> Saved entries:
:::::
Issue #448, opened 2022-11-30
Complete docs/input-manifest/providers/azure.md


MarioUhrik:
Azure was missing from https://github.com/Berops/claudie/pull/429, now it can be added.

Issue #439, opened 2022-11-28
Example inputManifest lacks Azure machines


MarioUhrik:
Let's try to ensure that the example inputManifest showcases all features Claudie has to offer, to the extent that makes reasonable sense for one inputManifest.

PR #471, opened 2022-12-27
Feat/update azure docs

### LINKED ISSUE #424: Update Storage docs
I suspect there's outdated information about storage classes.
We now also support Azure, OCI, and AWS.

I suggest to future-proof it somewhat, so that we don't need to keep coming back to this so often

https://github.com/Berops/claudie/blob/master/docs/storage/storage-solution.md

MiroslavRepka:
Clean up and clarification in docs related mostly to Azure. 

Closes #424 #439 #448

### DIFF
--- a/docs/input-manifest/example.yaml
+++ b/docs/input-manifest/example.yaml
@@ -149,9 +149,27 @@ nodePools:
         region: eu-central-1
         zone: eu-central-1c
       count: 2
-      server_type: t3.medium 
+      server_type: t3.medium
       # https://cloud-images.ubuntu.com/query/focal/server/released.current.txt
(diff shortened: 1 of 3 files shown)


Despire:
```yaml
image: Canonical:0001-com-ubuntu-minimal-focal:minimal-20_04-lts:20.04.202004230
```
can we use 22.04 image ? once https://github.com/Berops/claudie/pull/458 is merged the images will be 22.04

MiroslavRepka:
>can we use 22.04 image ? once https://github.com/Berops/claudie/pull/458 is merged the images will be 22.04

Definitely, thanks for noticing!

Despire (approved):

PR #473, opened 2022-12-28
Feat/cleanup docs

### LINKED ISSUE #389: Delete original proposals in docs
I think they just confuse people and don't bring much value anymore.
If they still bring value, then that value should be imported into the "current" doc.

MiroslavRepka:
This PR removes original proposals as described in issue #389. The information which provided some value is now included in the current solution docs. I also updated the LB diagram.

Closes #389


wULLSnpAXbWZGYDYyhWTKKspEQoaYxXyhoisqHf (approved):
Looks good, the presence of those proposal documents was confusing to me.

PR #474, opened 2022-12-28
Update kubernetes version validation & docs

### LINKED ISSUE #416: Input validation & docs: supported K8s version
One particular version of KubeOne presumably doesn't support all versions of K8s.
See https://docs.kubermatic.com/kubeone/v1.5/architecture/compatibility/supported-versions/

We should:
- guard versions of K8s at the input validation level
- maintain a doc that states which versions of K8s are valid. Like here https://github.com/Berops/claudie/blob/master/docs/input-manifest/input-manifest.md#cluster-k8s

MiroslavRepka:
This PR updates the validation and docs regarding supported Kubernetes versions in Claudie.

Closes #416


Despire (approved):

internal/manifest/validation_test.go
```diff
@@ -0,0 +1,23 @@
+package manifest
+
+import (
+	"testing"
+
+	"github.com/stretchr/testify/require"
```
wULLSnpAXbWZGYDYyhWTKKspEQoaYxXyhoisqHf, line 6: technically, this looks good to me.

I have a couple of questions, though:
* why are we using `testify`? do we use it in other packages?
* why is the name of this file `validation_test.go`? since it's being added as a test file for `validate_kubernetes.go`, wouldn't it be more appropriate to name it `validate_kubernetes_test.go`?

what confuses me is that there is also another file named `validate_test.go` (as a complement test file to `validate.go`) and `validation_test.go` oddly sticks out. 

[`internal/manifest` folder structure](https://github.com/Berops/claudie/tree/ea216b780c08af642e7a99540f97c2dada992f8b/internal/manifest)

internal/manifest/validation_test.go
```diff
@@ -0,0 +1,23 @@
...
+)
+
+var (
+	testManifest                = &Manifest{NodePools: NodePool{Dynamic: []DynamicNodePool{{Name: "np1"}}}}
+	testClusterVersionPass      = &Kubernetes{Clusters: []Cluster{{Name: "cluster1", Network: "10.0.0.0/8", Version: "v1.22.0", Pools: Pool{Control: []string{"np1"}}}}}
+	testClusterVersionFailMinor = &Kubernetes{Clusters: []Cluster{{Name: "cluster1", Network: "10.0.0.0/8", Version: "v1.21.0", Pools: Pool{Control: []string{"np1"}}}}}
+	testClusterVersionFailMajor = &Kubernetes{Clusters: []Cluster{{Name: "cluster1", Network: "10.0.0.0/8", Version: "v2.22.0", Pools: Pool{Control: []string{"np1"}}}}}
+)
+
+func TestKubernetes(t *testing.T) {
```
wULLSnpAXbWZGYDYyhWTKKspEQoaYxXyhoisqHf, line 16: also, could this function get a short comment? :)

wULLSnpAXbWZGYDYyhWTKKspEQoaYxXyhoisqHf (changes requested):
overall it looks good.
got a couple of questions, though, left some comments there.

internal/manifest/validation_test.go
MiroslavRepka: >why are we using testify? do we use it in other packages?

yes, in most of the test function.

>why is the name of this file validation_test.go? since it's being added as a test file for validate_kubernetes.go, wouldn't it be more appropriate to name it validate_kubernetes_test.go?

mb, have not noticed the `validate_test.go`

internal/manifest/validate_test.go
```diff
@@ -42,9 +48,21 @@ var (
 	}
 )
 
+// TestDomain tests the domain which will be formed from node name
 func TestDomain(t *testing.T) {
 	err := checkLengthOfFutureDomain(testDomainSuccess)
 	require.NoError(t, err)
 	err = checkLengthOfFutureDomain(testDomainFail)
 	require.Error(t, err)
+	fmt.Println(err)
```
wULLSnpAXbWZGYDYyhWTKKspEQoaYxXyhoisqHf, line 57: what is the purpose of this print statement? do we further validate that the error is what we expect?

also, could this call be replaced by `testing`'s own `Log` or `Logf` so that we don't import the whole of `fmt` for this one line?

wULLSnpAXbWZGYDYyhWTKKspEQoaYxXyhoisqHf (changes requested):

internal/manifest/validation_test.go
wULLSnpAXbWZGYDYyhWTKKspEQoaYxXyhoisqHf: > yes, in most of the test functions.

cool, right.
thanks.

> ..have not noticed..

no worries.

wULLSnpAXbWZGYDYyhWTKKspEQoaYxXyhoisqHf (approved):

Despire:
Should we maybe have a table of supported k8s versions? 

| Kubernetes Version | Supported |
| ---------- | ----------- |
| 1.21 | ✕ |
| 1.22 | ✓ |

wULLSnpAXbWZGYDYyhWTKKspEQoaYxXyhoisqHf:
> Should we maybe have a table of supported k8s versions?
> 
> Kubernetes Version	Supported
> 1.21	✕
> 1.22	✓

absolutely!

MiroslavRepka:
Instead of listing it ourselves, I linked official kubeone docs as they can add or remove support for the current version (`1.5.`). So instead of us constantly checking and updating, users are one click away from knowing this information from the official source. thus I don't think it's necessary to have a table there.
 
 From docs:
 >The current `kubeone` version used in Claudie is `1.5`. To see the list of supported versions, please refer to `kubeone` [documentation](https://docs.kubermatic.com/kubeone/v1.5/architecture/compatibility/supported-versions/#supported-kubernetes-versions).

wULLSnpAXbWZGYDYyhWTKKspEQoaYxXyhoisqHf:
> Instead of listing it ourselves, I linked official kubeone docs as they can add or remove support for the current version (`1.5.`). So instead of us constantly checking and updating, users are one click away from knowing this information from the official source. thus I don't think it's necessary to have a table there.
> 
> From docs:
> 
> > The current `kubeone` version used in Claudie is `1.5`. To see the list of supported versions, please refer to `kubeone` [documentation](https://docs.kubermatic.com/kubeone/v1.5/architecture/compatibility/supported-versions/#supported-kubernetes-versions).

I like that now there at least *is* a link.

fair points @MiroslavRepka
IMO we could have both for posterity, I'm not going to push it, though. :)

MarioUhrik:
This looks good to me as it is, well done, thanks :)

wULLSnpAXbWZGYDYyhWTKKspEQoaYxXyhoisqHf (approved):
LGTM, good job @MiroslavRepka

MiroslavRepka:
@MarioUhrik pipeline was giving me an [error](https://github.com/Berops/claudie/actions/runs/3909391858/jobs/6683015350) that some tools were not installed, and while fixing it I decided to solve the warnings which we had in pipelines as well. Could you please review and approve the changes? :)

MarioUhrik (approved):
LGTM with https://github.com/Berops/claudie/pull/474/commits/368f3d36486957d0f8d951130f22a38f6f5e9f00 , but I'm wondering why is there "Get PR labels" in CI E2E, especially when its absent from CD E2E

MiroslavRepka:
`Get PR labels` is used to check whether the developer appended  `Disable Clean Up` label to the PR, which will set auto clean up to false, as described in PR #490 

For the CD, there is no need to disable clean-up as any issues should be debugged before merging.

MarioUhrik:
Got it, thanks @MiroslavRepka :)

wULLSnpAXbWZGYDYyhWTKKspEQoaYxXyhoisqHf:
> pipeline was giving me an [error](https://github.com/Berops/claudie/actions/runs/3909391858/jobs/6683015350) ...

just out of curiosity, do we know since when was this happening? is that related to the `20.04` -> `22.04` bump?

MiroslavRepka:
>just out of curiosity, do we know since when was this happening? is that related to the 20.04 -> 22.04 bump?

Which bump are you referring to? I am not aware of any upgrades done to our runners.

Afaik, this error is popping up only in this PR.

PR #490, opened 2023-01-02
Feat/auto clean up

MiroslavRepka:
This PR implements an option for automatic infrastructure clean-up even if the test manifest fails. This option defaults to true, meaning all infra should be deleted by Claudie, even if it fails. To override this option, use the label `Disable clean up` on a PR, where the pipeline will run. 

The PR was tested by 
- adding the label, which resulted in the environment variable being false (as expected)
- removing the label, triggering the CI with a new commit, which resulted in the environment variable being true (as expected)

The changes in the behaviour based on the flag were tested locally.


bernardhalas:
Hi @MiroslavRepka , while I agree that this was a good issue to tackle, I'm not convinced the best implementation path has been chosen. I was expecting a conclusion on the relevant discussion first. Ref: https://github.com/Berops/infra/issues/142#issuecomment-1320028787

services/testing-framework/claudie_test.go
```diff
@@ -149,55 +200,54 @@ func applyTestSet(setName, namespace string, c pb.ContextBoxServiceClient) error
...
 				}
-				//manifest is done
-				return nil
 			}
+			if elapsedSec >= maxTimeout {
+				return fmt.Errorf("Test took too long... Aborting after %d seconds", maxTimeout)
+			}
+			time.Sleep(time.Duration(sleepSec) * time.Second)
+			counter++
+			log.Info().Msgf("Waiting for %s to from %s finish... [ %ds elapsed ]", manifestName, testSetName, elapsedSec)
```
wULLSnpAXbWZGYDYyhWTKKspEQoaYxXyhoisqHf, line 249: I believe there's a typo in this log message.

services/testing-framework/claudie_test.go
```diff
@@ -279,3 +329,21 @@ func checkIfManifestSaved(configID string, idType pb.IdType, c pb.ContextBoxServ
 		}
 	}
 }
+
+// cleanUp will delete manifest from claudie which will trigger infra deletion
+// it deletes a secret if claudie is deployed in k8s cluster
+// it calls for a deletion from database directly if claudie is deployed locally
+func cleanUp(id string, c pb.ContextBoxServiceClient) error {
+	if envs.Namespace != "" {
+		//delete secret from namespace
```
wULLSnpAXbWZGYDYyhWTKKspEQoaYxXyhoisqHf, line 338:
```go
//abc
```
vs
```go
// abc
```
It is also advised that comments are written as full sentences ending in full stops.

services/testing-framework/claudie_test.go
```diff
@@ -149,55 +200,54 @@ func applyTestSet(setName, namespace string, c pb.ContextBoxServiceClient) error
...
-	if namespace != "" {
-		if err = deleteSecret(setName, namespace); err != nil {
-			return fmt.Errorf("error while deleting the secret %s from %s : %w", pathToTestSet, namespace, err)
-		}
-	} else {
-		// delete config from database
-		if err = cbox.DeleteConfig(c, idInfo.id, pb.IdType_HASH); err != nil {
-			return fmt.Errorf("error while deleting the manifest from test set %s : %w", pathToTestSet, err)
-		}
+	//delete manifest from DB to clean up the infra after configChecker is done without error
```
wULLSnpAXbWZGYDYyhWTKKspEQoaYxXyhoisqHf, line 203:
```go
//abc
```
vs
```go
/// abc
```

services/testing-framework/claudie_test.go
```diff
@@ -140,7 +179,19 @@ func applyTestSet(setName, namespace string, c pb.ContextBoxServiceClient) error
 			}
 		}
 		// wait until test config has been processed
-		if err := configChecker(c, pathToTestSet, manifest.Name(), idInfo); err != nil {
+		if err := configChecker(ctx, c, pathToTestSet, manifest.Name(), idInfo); err != nil {
+			if cleanUpFlag == "TRUE" {
+				log.Info().Msgf("Deleting infra even after error due to flag \"-auto-clean-up\" set to %v : %v", cleanUpFlag, err)
+				//delete manifest from DB to clean up the infra
```
wULLSnpAXbWZGYDYyhWTKKspEQoaYxXyhoisqHf, line 185:
```
//abc
```
vs
```
// abc
```

services/testing-framework/claudie_test.go
```diff
@@ -32,9 +35,49 @@ const (
...
+
+		return err
+	})
+
+	//start E2E tests in separate goroutines
+	group.Go(func() error {
+		return testClaudie(ctx)
+	})
+
+	//wait for either test to finish or interrupt signal to occur
```
wULLSnpAXbWZGYDYyhWTKKspEQoaYxXyhoisqHf, line 74: `//abc` -> `// abc`

services/testing-framework/claudie_test.go
```diff
@@ -32,9 +35,49 @@ const (
...
+			err = ctx.Err()
+		case sig := <-ch:
+			log.Warn().Msgf("Received signal %v", sig)
+			err = errors.New("testing-framework received interrupt signal")
+		}
+
+		return err
+	})
+
+	//start E2E tests in separate goroutines
```
wULLSnpAXbWZGYDYyhWTKKspEQoaYxXyhoisqHf, line 69: `//abc` -> `// abc`

services/testing-framework/claudie_test.go
```diff
@@ -32,9 +35,49 @@ const (
 	maxTimeoutSave = 60 * 12 // max allowed time for config to be found in the database
 )
 
+var (
+	//get env var from runtime directly so we do not pollute original envs package by unnecessary variables
```
wULLSnpAXbWZGYDYyhWTKKspEQoaYxXyhoisqHf, line 39: `//abc` -> `// abc`

services/testing-framework/claudie_test.go
```diff
@@ -32,9 +35,49 @@ const (
...
 // TestClaudie will start all the test cases specified in tests directory
 func TestClaudie(t *testing.T) {
 	utils.InitLog("testing-framework")
+	group, ctx := errgroup.WithContext(context.Background())
+
+	// start goroutine to check for SIGTERM in case pod is being deleted
+	// or interrupt in case local testing is aborted
+	group.Go(func() error {
+		ch := make(chan os.Signal, 1)
+		signal.Notify(ch, os.Interrupt, syscall.SIGTERM)
```
wULLSnpAXbWZGYDYyhWTKKspEQoaYxXyhoisqHf, line 54: this here thing makes sure we're only notified on {SIGINT|SIGTERM}. would a comment be too redundant?

services/testing-framework/claudie_test.go
```diff
@@ -32,9 +35,49 @@ const (
...
+		defer signal.Stop(ch)
```
wULLSnpAXbWZGYDYyhWTKKspEQoaYxXyhoisqHf, line 55: what happens when we stop being notified about signals sent to our program? I can see that we return an error a couple of lines below (after the "select-case"), where is it being handled afterwards, please?

wULLSnpAXbWZGYDYyhWTKKspEQoaYxXyhoisqHf (changes requested):
I like this implementation, it's quite straight-forward, I left some comments, though.

also, as @bernardhalas has pointed out, I suppose the discussion about whichever implementation to go forward with ought to be concluded first (even though I said liked what you've done here, @MiroslavRepka).

services/testing-framework/claudie_test.go
bernardhalas: There's little to no value in the comment formatting change. Isn't there?

wULLSnpAXbWZGYDYyhWTKKspEQoaYxXyhoisqHf: I don't agree, the formatting is inconsistent.
also, have a look at literally all comments in e.g. https://tip.golang.org/doc/comment, they're all `// abc` style.
I agree that it's inconsequential to how the program runs, however, people are going to read the code, which means there's value in formatting.

services/testing-framework/claudie_test.go
wULLSnpAXbWZGYDYyhWTKKspEQoaYxXyhoisqHf: awesome :rocket:
cheers!

MarioUhrik:
Hi guys, I think that this PR is fine, and I think we don't have to go far too deep into discussions on how to tackle https://github.com/Berops/infra/issues/142.
This PR is a massive improvement over status quo. If it turns out not to be perfect, we'll manage.
I personally think this implementation will suffice for the time being, with only very low risk of things going wrong.

manifests/testing-framework/testing-framework.yaml
```diff
@@ -30,6 +30,11 @@ spec:
               valueFrom:
                 fieldRef:
                   fieldPath: metadata.namespace
+            - name: AUTO_CLEAN_UP
```
MarioUhrik, line 33: Hi @MiroslavRepka , I'm just wondering whether this works when AUTO_CLEAN_UP is missing from the `env` file, e.g. in cases where you try to deploy it manually.
But I guess that's not a big deal anyway.

wULLSnpAXbWZGYDYyhWTKKspEQoaYxXyhoisqHf: hey @MarioUhrik, if the question is whether the infra would get auto-cleaned up when `AUTO_CLEAN_UP` variable is not present in the environment, the answer is no.

the current implementation [performs a lookup](https://github.com/Berops/claudie/blob/5ef343dcc2f735ecb76db78d64334ded11e1b055/services/testing-framework/claudie_test.go#L40) using [`os.Getenv`](https://pkg.go.dev/os#Getenv), which doesn't really mind if the ENV var is not present; it simply returns an empty string in that case, which subsequently fails our check `if ... == "TRUE"` [here](https://github.com/Berops/claudie/blob/5ef343dcc2f735ecb76db78d64334ded11e1b055/services/testing-framework/claudie_test.go#L182), i.e. the infrastructure would not get automatically cleaned up.

Somebody correct me, please, if I'm wrong.

services/testing-framework/claudie_test.go
```diff
@@ -32,9 +35,48 @@ const (
 	maxTimeoutSave = 60 * 12 // max allowed time for config to be found in the database
 )
 
+var (
+	// get env var from runtime directly so we do not pollute original envs package by unnecessary variables
+	cleanUpFlag = os.Getenv("AUTO_CLEAN_UP")
```
wULLSnpAXbWZGYDYyhWTKKspEQoaYxXyhoisqHf, line 40: my only suggestion here would be to name the thing `autoCleanUpFlag`, so that it's clearer.

wULLSnpAXbWZGYDYyhWTKKspEQoaYxXyhoisqHf (changes requested):

manifests/testing-framework/testing-framework.yaml
MarioUhrik: I was specifically wondering whether Kubernetes can accept a Deployment with an env variable sourced from a configmap where such a variable isn't present

wULLSnpAXbWZGYDYyhWTKKspEQoaYxXyhoisqHf: ah, I see, that's a good question.

the [Optional ConfigMaps](https://kubernetes.io/docs/tasks/configure-pod-container/configure-pod-configmap/#optional-configmaps) section ([added](https://github.com/kubernetes/website/pull/35160) not so long ago) should answer the original question: "If the ConfigMap exists, but the referenced key is non-existent the data is also empty.".

that is, the `AUTO_CLEAN_UP` key needs to be marked as **optional**.

manifests/testing-framework/testing-framework.yaml
```diff
@@ -30,6 +30,11 @@ spec:
...
+              valueFrom:
+                configMapKeyRef:
+                  name: env
+                  key: AUTO_CLEAN_UP
```
wULLSnpAXbWZGYDYyhWTKKspEQoaYxXyhoisqHf, line 37: this key needs to be marked as optional, otherwise the pods might fail to start in case it's missing (manual triggers).

refs:
* https://github.com/kubernetes/website/pull/35160/files#diff-20d118b7f6f20eeff74747a63494a459bf067d00cb3fe543b858ec8222b754c8R702
* https://kubernetes.io/docs/tasks/configure-pod-container/configure-pod-configmap/#optional-configmaps

wULLSnpAXbWZGYDYyhWTKKspEQoaYxXyhoisqHf (changes requested):

wULLSnpAXbWZGYDYyhWTKKspEQoaYxXyhoisqHf (approved):
looks good :rocket:
good job @MiroslavRepka

MiroslavRepka:
>I see you're still bumping the deps.

That's from master #496, this PR is done. Thx for review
:::::
> Work to complete:
Each line above that contains the string "configChecker" should be identified and copied.

> Task solution:
+	//delete manifest from DB to clean up the infra after configChecker is done without error
-		if err := configChecker(c, pathToTestSet, manifest.Name(), idInfo); err != nil {
+		if err := configChecker(ctx, c, pathToTestSet, manifest.Name(), idInfo); err != nil {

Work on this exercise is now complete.